● EXERCISE PROMPT
Search the records below for the word "useCallback". Copy each line where it occurs.
── DATA FOR THE TASK
PR #2059, opened 2026-05-01
feat: add AudioRecorder field type (#2004)

### LINKED ISSUE #2004: Add an Audio field for sound recording
Users want to capture sound recordings. Add a new field to capture an audio recording as an attachment.

Caedous:
# feat: add AudioRecorder field type (#2004)

## JIRA Ticket

N/A (GitHub issue #2004)

## Description

Adds a new AudioRecorder field type that allows users to capture audio recordings as attachments. The field uses the Capgo capacitor-audio-recorder plugin and follows the same attachment pattern as the existing FileUploader field.

## Proposed Changes

- Created AudioRecorder edit component with record, pause, resume, stop, and cancel controls
- Created AudioRecorder view renderer with inline audio playback showing "Recording N" labels
- Added inline playback in edit mode using the useAttachments hook
- Handles platform differences between web (Blob/webm) and native (URI/m4a) recording output
- MIME type and file extension derived from the actual recording blob with fallbacks for untyped blobs
- Added field to the registry and designer under the Media category
- Added @capgo/capacitor-audio-recorder dependency to forms and app packages
- Recording controls extracted as a standalone RecordingControls component for future reuse
- Controls pin to the bottom of the screen during recording for visibility while scrolling
- Stop button uses red (error) colour to match standard conventions
- Section navigation blocked during recording via setAttachmentSaving (same pattern as TakePhoto)
- Best-effort finalise on unmount — stops and saves the recording if the component is torn down
- Multiple audio fields on the same form cannot record simultaneously via module-level lock
- Added audio MIME types and codec suffix stripping to the API export filename map to fix .dat export issue

## How to Test

1. Start the local environment (CouchDB, API, app)
2. Open the web manager and create a template
3. Add an AudioRecorder field from the Media category in the field chooser
4. Create a project from the template and open it in the app
5. Create a new record, click Record, grant microphone permission, record a clip, click Stop
6. The saved recording should appear with an inline audio player for playback
7. Test navigation blocking: start recording, try clicking Back or the record list — an alert should appear
8. Test recording lock: add two audio fields, start recording on one — the other should show disabled with a message
9. Test export: export the project as zip — audio files should have .webm extensions, not .dat

## Screenshots

**Field chooser — Audio Recorder under Media category:**
Audio Recorder Field
Audio Recorder Field 2

**Edit mode — recording controls and saved recording with playback:**
Audio Recorder Field 3
Audio Recorder Field 4
Audio Recorder Field 5
Audio Recorder Field 6

**Recording lock — second audio field disabled while first is recording:**
2audiofield

**View mode — recordings shown as "Recording N":**
recording file name

**Export — audio files exported as .webm:**
exportfile

## Additional Information

Closes #2004

Configuration options available in the designer:
- maximumNumberOfRecordings: limits the number of clips (0 = unlimited)
- bitRate: audio bit rate passed to the plugin
- sampleRate: audio sample rate passed to the plugin

## Checklist


PeterBaker0:
@Caedous nice! keen to take a look. Is it ready for review?

library/forms/lib/fieldRegistry/fields/AudioRecorder/index.tsx
```diff
@@ -0,0 +1,470 @@
...
+import {AudioRecorderRender} from '../../../rendering/fields/view/specialised/AudioRecorder';
+import {FieldInfo} from '../../types';
+import FieldWrapper from '../wrappers/FieldWrapper';
+
+// ============================================================================
+// Types & Schema
+// ============================================================================
+
+const audioRecorderPropsSchema = BaseFieldPropsSchema.extend({
+  maximum_number_of_recordings: z.number().optional().default(0),
```
PeterBaker0: camelCase consistently would be nice

library/forms/lib/fieldRegistry/fields/AudioRecorder/index.tsx
```diff
@@ -0,0 +1,470 @@
...
+
+type AudioRecorderProps = z.infer<typeof audioRecorderPropsSchema>;
+type AudioRecorderFieldProps = AudioRecorderProps & FormFieldContextProps;
+
+interface FullAudioRecorderFieldProps extends AudioRecorderFieldProps {
+  config: FullFormConfig;
+}
+
+const AUDIO_MIME = 'audio/mp4';
+const AUDIO_EXT = 'm4a';
```
PeterBaker0: inline comments explaining what these do would be good - and consequences of changing them (if a later developer was to look)

library/forms/lib/fieldRegistry/fields/AudioRecorder/index.tsx
```diff
@@ -0,0 +1,470 @@
...
+  const [elapsed, setElapsed] = useState(0);
+  const [error, setError] = useState<string | null>(null);
+  const tickRef = useRef<ReturnType<typeof setInterval> | null>(null);
+  const startedAtRef = useRef(0);
+
+  const attachmentIds = (state.value?.data as string[]) ?? [];
+  const atLimit = maxRecordings > 0 && attachmentIds.length >= maxRecordings;
+
+  // Load attachments for playback
+  const attachmentService = props.config.attachmentEngine();
```
PeterBaker0: may want to useMemo() this object constructor - depending on rendering frequency - will leave to you.

library/forms/lib/fieldRegistry/fields/AudioRecorder/index.tsx
```diff
@@ -0,0 +1,470 @@
...
+      250
+    );
+  }, []);
+
+  const stopTimer = useCallback(() => {
+    if (tickRef.current) {
+      clearInterval(tickRef.current);
+      tickRef.current = null;
+    }
+  }, []);
```
PeterBaker0, line 386: some inline comments would be good here - what's it doing?

PeterBaker0 (changes requested):
Some small code changes - nice! Is there a mechanism to complete the recording before navigating away from the page? We don't want the user to forget to finalise their recording.

library/forms/lib/fieldRegistry/fields/AudioRecorder/index.tsx
```diff
@@ -0,0 +1,470 @@
...
+                  border: 1,
+                  borderColor: 'divider',
+                  borderRadius: 1,
+                  p: 1,
+                }}
+              >
+                <Box sx={{display: 'flex', alignItems: 'center', gap: 1}}>
+                  <MicIcon fontSize="small" color="action" />
+                  <Typography variant="body2" sx={{flexGrow: 1}}>
+                    {file.data?.metadata?.filename ?? `Recording ${idx + 1}`}
```
stevecassidy: When we export this data we'll construct a filename based on the record HRID, so best not to display a filename here since it won't persist. Just use 'Recording N' I think.

library/forms/lib/fieldRegistry/fields/AudioRecorder/index.tsx
```diff
@@ -0,0 +1,470 @@
...
+          return;
+        }
+      }
+      // Cancel any leftover recording from a previous session
+      try {
+        await CapacitorAudioRecorder.cancelRecording();
+      } catch {
+        // No active recording to cancel — safe to ignore.
+      }
+      await CapacitorAudioRecorder.startRecording({
```
stevecassidy, line 413: I can see that having more than one audio field in a form causes problems since these recording controls are global - you can't start a second one when the first one is going.  We need to see if we can disable the field if another field is already recording which might need some persistent state - but see if you can check the recording status when you render and disable the start button if recording is underway (might be tricky if you don't know which field is actively recording).   If we need some state then we'll have to work out a mechanism for fields to access form level state which they don't at present.

library/forms/lib/fieldRegistry/fields/AudioRecorder/index.tsx
```diff
@@ -0,0 +1,470 @@
...
+      }
+      // Ensure a valid MIME type before handing to the attachment service.
+      const typedBlob =
+        blob.type && blob.type.length > 0
+          ? blob
+          : new Blob([blob], {type: AUDIO_MIME});
+
+      const newId = await addAttachment({
+        blob: typedBlob,
+        contentType: typedBlob.type || AUDIO_MIME,
```
stevecassidy: we need to be sure that this type is correct, I got webm audio from my browser based test.  Need to check across a few devices.  Would be good if we could document what format the audio will be in.

library/forms/lib/fieldRegistry/fields/AudioRecorder/index.tsx
stevecassidy: And I don't think these are correct, I got webm audio in my test.

stevecassidy (changes requested):
Looking really good, tests on IOS worked ok.  Three main areas to work on:

- when I navigate away from the form (click the finish button) we should end the recording if it is still going, TakePhoto has some code showing how to ensure things are cleaned up 
- more than one audio field is problematic, look at how to disable other fields if one is recording
- need to handle export of audio attachments, they currently go out as .dat files because the export code doesn't know about audio types

library/forms/lib/fieldRegistry/fields/AudioRecorder/index.tsx
Caedous: I think this is now fixed in the newest commit.

library/forms/lib/fieldRegistry/fields/AudioRecorder/index.tsx
Caedous: I found out what the issue was, it wasn't assigning the default file type correctly. This has been fixed in the newest commit.

library/forms/lib/fieldRegistry/fields/AudioRecorder/index.tsx
Caedous: I followed your advice and used useMemo(), made more sense

library/forms/lib/fieldRegistry/fields/AudioRecorder/index.tsx
Caedous: Have added some comments explaining this section of code

library/forms/lib/fieldRegistry/fields/AudioRecorder/index.tsx
Caedous: Fixed this in both the field data entry view and the form view

library/forms/lib/fieldRegistry/fields/AudioRecorder/index.tsx
Caedous: Have fixed this and it now ensures that no secondary audio field can start recording whilst another recording is ongoing.

library/forms/lib/fieldRegistry/fields/AudioRecorder/index.tsx
Caedous: Have fixed this to be able to assign correct audio formats. Should now be able to check different audio formats

library/forms/lib/fieldRegistry/fields/AudioRecorder/index.tsx
Caedous: Also have now set up a mechanism using some things from TakePhoto to save on exit, but otherwise block navigation away from the form unless the recording is stopped and saved, ensuring that the user does not forget the recording.

Caedous:
Have managed to rectify a lot of the requested changes and fixes, let me know if there is something else I should look at or if everything is up to scratch!

Caedous:
I have also modifed the recording bar, so it moves down the page as you scroll, keeping it visible for the user the entire time until they stop the recording.  Steve mentioned this may be a more useful way of having the recording function.

PeterBaker0:
@Caedous if you navigate to another section, does the recording persist? You mention it prompting you to finalise the recording, but what if we want to start the recording, then go to other sections (to complete the form) while it records in the background. I think this will be quite challenging as the component completely unmounts when changing sections. We can do that as another PR later if need be. 

Once @stevecassidy  is happy I think all good with me.

Caedous:
> @Caedous if you navigate to another section, does the recording persist? You mention it prompting you to finalise the recording, but what if we want to start the recording, then go to other sections (to complete the form) while it records in the background. I think this will be quite challenging as the component completely unmounts when changing sections. We can do that as another PR later if need be.
> 
> Once @stevecassidy is happy I think all good with me.

So it allows you to navigate the form and fill in other sections whilst recording, it just wont let you navigate away from the form (ie. going to another form or the form list) without saving the recording first.  It still lets you interact with everything inside the form as you go, just as long as you dont navigate away from the page. At least in the single test case I did with a text field it worked. Probably more strenuous edge case testing might be required.

library/forms/lib/fieldRegistry/fields/AudioRecorder/index.tsx
```diff
@@ -0,0 +1,684 @@
...
+    )
+  )
+    return true;
+
+  // Tab panels / section content within the form
+  if (target.closest('[role="tabpanel"]')) return true;
+
+  return false;
+}
+
```
stevecassidy: I don't like this approach, it is too invasive and doesn't actually work (at present). I get a warning when interacting with another field.  I think the best option is just to finalise the recording if the field is unmounted - this will unfortunately stop the recording if we navigate to another section but we don't have a mechanism to keep it going in the background as yet.  We might leave that for a future update.

library/forms/lib/fieldRegistry/fields/AudioRecorder/index.tsx
```diff
@@ -0,0 +1,684 @@
...
+// ============================================================================
+// Preview
+// ============================================================================
```
stevecassidy, line 118: Instead of cancel here, finalise the recording and save the attachment so that we don't lose anything.  This won't trigger if we maintain the setAttachmentSaving setting because that will prevent unmounting, but if we work out a new mechanism then this would be a safe fallback.

library/forms/lib/fieldRegistry/fields/AudioRecorder/index.tsx
```diff
@@ -0,0 +1,684 @@
...
+  }, []);
+
+  const handleStart = useCallback(async () => {
+    setError(null);
+
+    if (!acquireRecordingLock(fieldId)) {
+      setError('Another audio field is currently recording.');
+      return;
+    }
+
```
stevecassidy, line 396: spread operator is redundant here since you are creating a new object anyway

stevecassidy, line 396: We need a way to render this component during recording whatever section of the form we are on.  I'd suggest refactoring this control as a separate component as one step towards this. Then we need a hook to have it displayed persistently while the form is in scope - will require a hook passed in from EditableFormManager.

stevecassidy (changes requested):
I've left some comments re. the navigation blocking during recording. I think we'll need a more complex solution which we might not get to with this PR.  Please do what you can within the AudioRecorder component and we can discuss the way forward.

library/forms/lib/fieldRegistry/fields/AudioRecorder/index.tsx
Caedous: I believe I've managed this now, I followed a similar way to the TakePhoto and made it its own component.

Caedous: Fixed, no conditional spreads and no double-spreading

library/forms/lib/fieldRegistry/fields/AudioRecorder/index.tsx
Caedous: Audio will no longer be lost should we have some mechanism that allows for unmounting.

library/forms/lib/fieldRegistry/fields/AudioRecorder/index.tsx
Caedous: Completely changed to rely on setAttachmentSaving and removed all other references to the old click handler

PeterBaker0 (approved):
Have tested in the app and it is working well. Just have two requests:
1. Could you please add documentation to the field documentation areas for the new field?
2. Could you add a new optional flag to the field configuration for displaying or not displaying the download button?

One of the requirements in our usage of the app is that it's somewhat difficult to extricate data from the system. Having a visible download button is a very quick way for users to get data out, so we'd like to disable that.

stevecassidy:
I would say remove the download option, we don't allow that for photos so no need for it here either.

stevecassidy (approved):
All good now.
────
● ANSWER TO THE PROBLEM
+  const stopTimer = useCallback(() => {
+  const handleStart = useCallback(async () => {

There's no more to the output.